• Exercise brief: Every word of the listing should be reproduced without alteration.

• Data:

========================================================================

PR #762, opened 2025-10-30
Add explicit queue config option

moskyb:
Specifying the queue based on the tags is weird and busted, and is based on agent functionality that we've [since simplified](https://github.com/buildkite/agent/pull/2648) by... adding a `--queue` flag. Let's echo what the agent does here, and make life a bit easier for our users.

========================================================================

• Expected output:
PR #762, opened 2025-10-30
Add explicit queue config option

moskyb:
Specifying the queue based on the tags is weird and busted, and is based on agent functionality that we've [since simplified](https://github.com/buildkite/agent/pull/2648) by... adding a `--queue` flag. Let's echo what the agent does here, and make life a bit easier for our users.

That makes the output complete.